Realmente es un proyecto ambicioso, adaptar impedancias la señal de video, construir un oscilador estable,q, un modulador de alta velocidad, un amplificador de alta frecuencia y un adaptador de antena y todo para obtener resultados mediocres, hace años hice uno y el resultado era mas que mediocre, funcionaba pero la calidad era baja, era un sencillo circuito modificado de un diagrama boost.


----------



## Blastodermus (Mar 4, 2007)

ntes ke nada 
Gracias tiopepe123 por tomarte el tiempo en responderle a este rookie de la electrónica!!    

  mmmm... y si, ya me lo imaginaba, aunke me parecería interesante ke alguien se anime a tirar algunas ideas o cosas ke se les ocurra, alguien ke sepa como amplificar señales, otro que sepa como mejorar un emisor... y así, yo me encargaría de armar todos los componentes, para ver si sale un híbrido canibal.

Igualmente el tema está abierto para todos los ke kieran experimentar con la transmisión de señales de video inalámbricas.

 Y otra cosa, las transmisiónes de audio y video aeréas se realizan en distintas bandas, eso leí en las especificaciones de un televisor, y me parece raro cuando dicen UHF y esas cosas.
¿Se podría construir un emisor que utilize esas señales y un receptor que solamente lo capte?

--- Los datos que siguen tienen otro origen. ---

PR #10845, opened 2023-02-27
[EMCAL-904] Port correction for energy nonlinearity

mfasDa:
Correction for energy nonlinearity applied at cluster
level, ported from AliEMCALRecoUtils in AliPhysics


mfasDa:
@FriederikeBock @nschmidtALICE

PR #10850, opened 2023-02-28
TPC: add abs v drift to laser qc

tklemenz:
Adds abs v drift to the laser tracks qc output.


tklemenz:
@wiechula, I split this from the other PR (https://github.com/AliceO2Group/AliceO2/pull/10658), so this can be merged already.
This is ready to be merged, I think.

PR #10851, opened 2023-02-28
ITS-GPU: remove synchronisation point

mconcas:
- Remove synchronisation at the end of chunk processing
- Restore vertex saving

In previous approach we had the three threads to be joined after they terminated to process a chunk.
Usually we have more than one chunk to process per TF, this then caused all threads to be as slow as 
the slowest one.

Now the synchronisation happens outside the re-scheduling of chunks data, hence it happen only once


mconcas:
@davidrohr we can go with this, thanks.

PR #10852, opened 2023-02-28
TRD: PID: Added LQND, PyTorch policy support and charge correction

f3sch:


Detectors/TRD/pid/include/TRDPID/Dummy.h
```diff
@@ -34,13 +34,13 @@ class Dummy final : public PIDBase
...
  public:
-  ~Dummy() final = default;
+  ~Dummy() = default;
 
   /// Do absolutely nothing.
   void init(o2::framework::ProcessingContext& pc) final{};
 
   /// Everything below 0.f indicates nothing available.
-  PIDValue process(const TrackTRD& trk, const o2::globaltracking::RecoContainer& input, bool isTPC) final
+  [[nodiscard]] float process(const TrackTRD& trk, const o2::globaltracking::RecoContainer& input, bool isTPCTRD) const final
```
martenole: Why the `[[nodiscard]]` here and in the other places below? I have never seen it used in O2 and I don't know if it is of value here. Could you please elaborate? I don't think it improves the readability of the code

Detectors/TRD/pid/src/TRDPIDLinkDef.h
```diff
@@ -20,5 +20,6 @@
 #pragma link C++ class o2::trd::Dummy + ;
 #pragma link C++ class o2::trd::TRDPIDParams + ;
 #pragma link C++ class o2::conf::ConfigurableParamHelper < o2::trd::TRDPIDParams> + ;
+#pragma link C++ class std::vector < TGraph> + ;
```
martenole, line 27: is this really needed?

Detectors/TRD/workflow/src/TRDGlobalTrackingSpec.cxx
```diff
@@ -120,8 +120,12 @@ void TRDGlobalTracking::updateTimeDependentParams(ProcessingContext& pc)
 
     /// Get the PID model if requested
     if (mWithPID) {
-      mBase = getTRDPIDBase(mPolicy);
+      mBase = getTRDPIDPolicy(mPolicy);
       mBase->init(pc);
+
+      // calibration
+      auto localGain = *(pc.inputs().get<o2::trd::LocalGainFactor*>("localgainfactors"));
```
martenole: why creating a copy here and not just pass the pointer of the CCDB object?

Detectors/TRD/workflow/src/TRDGlobalTrackingSpec.cxx
```diff
@@ -835,21 +839,32 @@ DataProcessorSpec getTRDGlobalTrackingSpec(bool useMC, GTrackID::mask_t src, boo
 
   // Request PID policy data
   if (withPID) {
+    // request policy
     switch (policy) {
       case PIDPolicy::LQ1D:
-        // inputs.emplace_back("LQ1D", "TRD", "LQ1D", 0, Lifetime::Condition, ccdbParamSpec("TRD/ppPID/LQ1D"));
+        inputs.emplace_back("lq1dlut", "TRD", "LQ1D", 0, Lifetime::Condition, ccdbParamSpec("TRD_test/PID/LQ1D"));
```
martenole, line 842: since PID is disabled by default it should be OK to request the object from the test CCDB for now

DataFormats/Detectors/TRD/include/DataFormatsTRD/PID.h
```diff
@@ -30,44 +31,69 @@ enum class PIDPolicy : unsigned int {
...
+{
+  std::string name;
+  switch (policy) {
+    case PIDPolicy::LQ1D:
+      name = "LQ1D";
+      break;
+    case PIDPolicy::LQ3D:
+      name = "LQ3D";
+      break;
+#ifdef TRDPID_WITH_ONNX
```
martenole, line 56: In case O2 is compiled without ONNX and then you try to put the policy `XGB` for example then without an error the default dummy option would be taken instead, right? I think it would be better to have a dummy policy, but to throw an error by default if the selected policy does not exist

Detectors/TRD/workflow/src/TRDGlobalTrackingSpec.cxx
```diff
@@ -835,21 +839,32 @@ DataProcessorSpec getTRDGlobalTrackingSpec(bool useMC, GTrackID::mask_t src, boo
...
         break;
       case PIDPolicy::LQ3D:
-        // inputs.emplace_back("LQ3D", "TRD", "LQ3D", 0, Lifetime::Condition, ccdbParamSpec("TRD/ppPID/LQ3D"));
+        inputs.emplace_back("lq3dlut", "TRD", "LQ3D", 0, Lifetime::Condition, ccdbParamSpec("TRD_test/PID/LQ3D"));
         break;
+#ifdef TRDPID_WITH_ONNX
```
martenole, line 847: would there be any harm here in case one of these policies is loaded without ONNX present? Probably not, right, and then you would not need this `#ifdef` here

martenole (commented):
I did not go through the models themselves in details, just added some general comments

Detectors/TRD/pid/src/TRDPIDLinkDef.h
f3sch: Yes, root only provides native support for st::array<TGraph> not for this.

Detectors/TRD/pid/include/TRDPID/Dummy.h
f3sch: I think it makes the code more readable and says that this value should not be ignored, but I will delete it anyways.

Detectors/TRD/workflow/src/TRDGlobalTrackingSpec.cxx
f3sch: Does the ccdb object stay in memory during execution. I was unsure about this.

martenole: yes, the DPL CCDB fetcher takes care of it

Detectors/TRD/workflow/src/TRDGlobalTrackingSpec.cxx
f3sch: Since I mask them out in the enum with the #ifdef, I also have to put it here. Otherwise the case would not be there

f3sch:
I convert this back into a draft, wait until I can make the LUTs and final models and upload them to the alice-ccdb. Then I test and convert back.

Sigo preguntando cosas locas y típicas de un rookie jejejejeee 8) 

Saludos a todos!!!


----------



## Mushito (Mar 15, 2007)

Para receptor usa una TV comun y corriente.
En la parte de transmision busca algun esquematico con el google
Escriviendo por ejemplo 
Building your own TV transmiter
Suerte!
P.D. si quieres solamente enviar video, anulas la modulacion de audio y listo.


----------



## Susan (Mar 20, 2007)

Hola a todos!

Estoy realizando un proyecto... creo demasiado ambicioso para mi! jejejej y tengo unas cuantas dudas.

Tengo un coche un coche autonomo, es decir, capaz de corregir su ruta mediante sensores. Me gustaria incorporarle una camara web y que la imagen se mostrara por un PC.
Asi: 
1º --> Envio los datos via WIFI¿? Aprovechando la WIFI del PC y el programa de la WEBCAM¿?
2º --> la WEBCAM tiene salida USB, como la envio via WIFI¿? tengo que codificarla¿?

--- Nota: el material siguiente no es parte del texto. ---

PR #10853, opened 2023-02-28
TPC tracking: Add streamers for update track and reject clusters

matthias-kleiner:


GPU/GPUTracking/Merger/GPUTPCGMTrackParam.h
```diff
@@ -224,12 +225,13 @@ class GPUTPCGMTrackParam
...
-  float mC[15];    // the covariance matrix for Y,Z,SinPhi,..
-  float mChi2;     // the chi^2 value
-  int mNDF;        // the Number of Degrees of Freedom
+  float mX;                           // x position
+  float mTZOffset;                    // Z offset with early transform, T offset otherwise
+  float mP[5];                        // 'active' track parameters: Y, Z, SinPhi, DzDs, q/Pt
+  float mC[15];                       // the covariance matrix for Y,Z,SinPhi,..
+  float mChi2;                        // the chi^2 value
+  int mNDF;                           // the Number of Degrees of Freedom
+  o2::utils::DebugStreamer mStreamer; ///<! streamer for writing out track update
```
davidrohr: Instead of add a DebugStreamer data member everywhere, can't we do something like
`static o2::utils::DebugStreamer streamer("debug_InterpolateReject", "UPDATE")`
in the place where we use them? In that way, we don't need to include the DebugStreamer header in all the header data files? This could be done in the way I do it for my GPUROOTDump, which  has very similar functionality, e.g. https://github.com/davidrohr/AliceO2/blob/cf859182f75967b35c46bc643ef44222ddd284c5/GPU/GPUTracking/qa/GPUQA.cxx#L1716

GPU/GPUTracking/Merger/GPUTPCGMTrackParam.cxx
```diff
@@ -308,6 +308,20 @@ GPUd() bool GPUTPCGMTrackParam::Fit(GPUTPCGMMerger* GPUrestrict() merger, int iT
         }
 #endif
         retVal = prop.Update(yy, zz, clusters[ihit].row, param, clusterState, rejectChi2, &interpolation.hit[ihit], refit);
+
+        if (o2::utils::DebugStreamer::checkStream(o2::utils::StreamFlags::streamUpdateTrack)) {
+          mStreamer.setStreamer("debug_update_track", "UPDATE");
+          mStreamer.getStreamer() << mStreamer.getUniqueTreeName("tree_update_track").data()
```
davidrohr: Can we remove the newlines and put alll the `<<` in a single line, to reduce the number of lines used by the debug code?

GPU/GPUTracking/Merger/GPUTPCGMPropagator.cxx
```diff
@@ -651,6 +651,23 @@ GPUd() int GPUTPCGMPropagator::Update(float posY, float posZ, int iRow, const GP
       rejectChi2 = 1;
     } else {
       int retVal = InterpolateReject(posY, posZ, clusterState, rejectChi2, inter, err2Y, err2Z);
+
+      if (o2::utils::DebugStreamer::checkStream(o2::utils::StreamFlags::streamRejectCluster)) {
+        mStreamer.setStreamer("debug_InterpolateReject", "UPDATE");
+        mStreamer.getStreamer() << mStreamer.getUniqueTreeName("tree_InterpolateReject").data()
```
davidrohr: I see several times a setStreamer and then getStreamer call. Can we unify this in a single function taking all arguments. Would reduce one line of code. Sorry for being a bit picky. I really think the functionality is OK, but I am just trying to write it in an as short as possible form, to keep the tracking code as compact as possible. In any case it is pretty long already ... :(

GPU/GPUTracking/Merger/GPUTPCGMTrackParam.h
matthias-kleiner: Thanks, I will check this. Would be indeed better if this works...

GPU/GPUTracking/Merger/GPUTPCGMPropagator.cxx
matthias-kleiner: No problem, thanks for your suggestions :) I will take a look and see if it possible

GPU/GPUTracking/Merger/GPUTPCGMTrackParam.h
miranov25: It is not possible in this way. We use **local variables** that you cannot access in the header. **The ability to stream local variables is the main advantage of the streaming approach.**
This is essential for understanding the algorithm and the data itself.

davidrohr: But why would you need to access something in the header? My point was to just move the mStreamer data member of the class to a local static variable. Since you anyway call setStreamer before you do the actual streaming, I don't see why you need the mStreamer as a data member.

miranov25:
Relates to -  https://alice.its.cern.ch/jira/browse/PWGPP-730 - PWGPP-730

-  https://alice.its.cern.ch/jira/browse/PWGPP-730?focusedCommentId=297569&page=com.atlassian.jira.plugin.system.issuetabpanels:comment-tabpanel#comment-297569

GPU/GPUTracking/Merger/GPUTPCGMTrackParam.h
miranov25: If you can make guarantee the same logging functionality (including local variables) then it is OK for me. In my previous respond, I assumed in your solution it will be not possible.

matthias-kleiner:
@davidrohr I implemented your suggestions. It is much cleaner and also faster now. Is there anything else I should change?

matthias-kleiner:
Now I get errors when compiling for GPU
`/scratch/mkleiner/alice/sw/SOURCES/O2/debug_streamer/0/GPU/GPUTracking/dEdx/GPUdEdx.h:185:97: error: const_cast from 'const __private int *' to '__generic int *' is not allowed
                                                                              << "region=" << (*const_cast<int*>(&region))`

@davidrohr Do you know if there is something like `const_cast<>` for the GPU?

davidrohr:
> Now I get errors when compiling for GPU `/scratch/mkleiner/alice/sw/SOURCES/O2/debug_streamer/0/GPU/GPUTracking/dEdx/GPUdEdx.h:185:97: error: const_cast from 'const __private int *' to '__generic int *' is not allowed << "region=" << (*const_cast<int*>(&region))`
> 
> @davidrohr Do you know if there is something like `const_cast<>` for the GPU?

ok, but this can be solved. Don't have time tonight, but will try to check tomorrow.

miranov25:
I checked the content of the streamer and we have missing information - sector, respectively track rotation.
Is it possible to add that information in?
```
  KEY: TTree	tree_InterpolateReject_0;1	tree_InterpolateReject_0
======> EVENT:10
 posY            = -6.3375
 posZ            = 243.69
 clusterState    = 0
 rejectChi2      = 2
 interpolationhit = (o2::gpu::gputpcgmmergertypes::InterpolationErrorHit*)0xb54a580
 posY            = -6.463365
 posZ            = 244.102890
 errorY          = 0.001180
 errorZ          = 0.016472
 refit           = 1
 retVal          = 0
 err2Y           = 0.000963301
 err2Z           = 0.0235767
 track           = (o2::gpu::GPUTPCGMTrackParam*)0xb9c52f0
 mX              = 94.224998
 mTZOffset       = 42076.765625
 mP[5]           = -6.463365 , 244.102890 , 0.051068 , -0.893345 , 3.035392 

 mC[15]          = 0.001180 , 0.000000 , 0.016472 , 0.000433 , 0.000000 , 
                    0.000216 , 0.000000 , 0.002980 , 0.000000 , 0.000655 , 
                    0.049782 , 0.000000 , 0.029686 , 0.000000 , 4.745279 

 mChi2           = 37.754051
 mNDF            = 15
```

miranov25:
We were looking for the direction of propagation (tree_InterpolateReject_0).  In the output, we see that the fit is done per track, propagating out and later in. Is there a way to get a direction? We can guess in our analysis code, but I prefer to use it if available as a variable.  

image

miranov25:
For the downsampling, we were considering using the track pt. But the track pt is not well defined, as it scales with a lever arm, which is at the beginning small.
Do we have track parameters with a full lever arm? I do not think so. If not we will need the global ID of the track, so we can make downsampling later, knowing full track properties.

Puede que sea una idea descavellada.... Si me podeis ayudar os lo agradeciria

Un saludo


----------



## Susan (Mar 20, 2007)

Leyendo por el foro me dado cuenta que infringí algunas cosas..

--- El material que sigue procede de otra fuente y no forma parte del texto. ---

PR #10854, opened 2023-02-28
o2-sim: Support for (ALICE3) field prototyping

sawenzel:
Possibility to instantiate a field class during
simulation that differs from o2::field::MagneticField.

This should allow to play with configurations for ALICE3, or other, without disturbing Run3.

Activate this with `export ALICE3_SIM_FIELD=ON`.

Moreover, this commit gives the possibility to take the actual TVirtualMagField field implementation from a ROOT macro with just-in-time compilation. Use this via:

`export ALICE3_MAGFIELD_MACRO=field.C`

where field.C, contains code returning a lambda, for instance

```
std::function<void(const double*, double*)> field() {
  return [](const double*, double* b) {
    static int count=0;
    if (count < 5) {
      std::cerr << "field call\n";
      count += 1;
    }
    b[0] = 1.;
    b[1] = 1.;
    b[2] = 2.;
  };
}
```

This allows to change the field setup without recompiling O2.

### DIFF
--- a/Common/Field/CMakeLists.txt
+++ b/Common/Field/CMakeLists.txt
@@ -16,7 +16,8 @@ o2_add_library(Field
                        src/MagFieldParam.cxx
                        src/MagneticField.cxx
                        src/MagneticWrapperChebyshev.cxx
-                       PUBLIC_LINK_LIBRARIES O2::MathUtils FairRoot::Base)
+                       src/ALICE3MagneticField.cxx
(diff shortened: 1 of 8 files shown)


sawenzel:
@Cas1997 : This PR provides rudimentary support for new fields in o2-sim. Could you see if this would be enough to get you going? Concretely, you would either

* complete the implemantation of the field function in ALICE3MagneticField.cxx
* or use the macro mechanism for rapid prototyping

sawenzel:
@mconcas : f.y.i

Asi debo disculparme por escribir en mayusculas tanto en el titulo como en el post en sí.

p.d.: Tengo que decir que nunk habia entrado en un foro!


----------



## LORD KSPER (Ene 24, 2009)

Saludos

Mira aqui, tal vez te pueda servir, aunque parece sencillo quien sabe cuanta calidad sacrifica, quiza haya alguien que pueda ayudar y decir que hay que quitar para transmitir solo video y aumentar el alcance y utilizarlo en equipos a distancia como algun auto radiocontrol o hasta en un aeromodelo.

Si lo armas cuenta como te fue

aca el enlace: 
http://www.pablin.com.ar/electron/circuito/video/tvtx/index.htm


----------



## arubaro22 (Ene 24, 2009)

Blastodermus: lo que quieres hacer se puede y sin gastar mucho dinero, te lo digo porque yo lo hice hace un tiempo (no gaste en nada). para elreceptor se usa un TV, para el transmisor se usa un NES o comunmente llamado "family game" supongo que lo conoces. en la placa que tiene la salida de rf (antena) hay dos entradas, una de audio y otrade video, lo que hace es modular las dos señales. lo que habria que hacer es un pequeño amplificador para la salida.
si te interesa pongo unas fotos detalladas, para mostrarte como se usa.

saludos


----------



## Americo8888 (Ene 25, 2009)

mira a qui un Tx de video por FM y que hace uso de componentes de viejos celulares analogos http://es.geocities.com/josuezb81/800mhzfm.html


----------



## Guest (Ene 25, 2009)

LORD KSPER dijo:
			
		

> Saludos
> 
> Mira aqui, tal vez te pueda servir, aunque parece sencillo quien sabe cuanta calidad sacrifica, quiza haya alguien que pueda ayudar y decir que hay que quitar para transmitir solo video y aumentar el alcance y utilizarlo en equipos a distancia como algun auto radiocontrol o hasta en un aeromodelo.
> 
> ...





  no pierdan el tiempo con pablin,







.


----------



## arubaro22 (Ene 26, 2009)

insisto en que lo mas facil es usar un modulo RF de NES o family, y hacer un pequeño amplificador de rf, ademas transmite audio tambien. otra cosa opino lo mismo que "enca" sobre pablin, aunque para cosas sencillas todo bien con pablin.


----------



## Guest (Ene 26, 2009)

.




en pablin solo hay giladas y retacea información.



.


----------



## Vlay (Jul 3, 2010)

Hey arubaro22 esta interesante el tema, dale, comenta como se hace con la Family game ¿sip? queremos saberrrr....


----------



## diablorojo16 (Abr 8, 2011)

hola buenos dias. alguien ha trabajado en la demodulacion de video por medio de rf. para el canal 5 de tv. si alguien sabe como hacer o una idea de que circuito integrado lo puede hacer. espero informacion. gracias.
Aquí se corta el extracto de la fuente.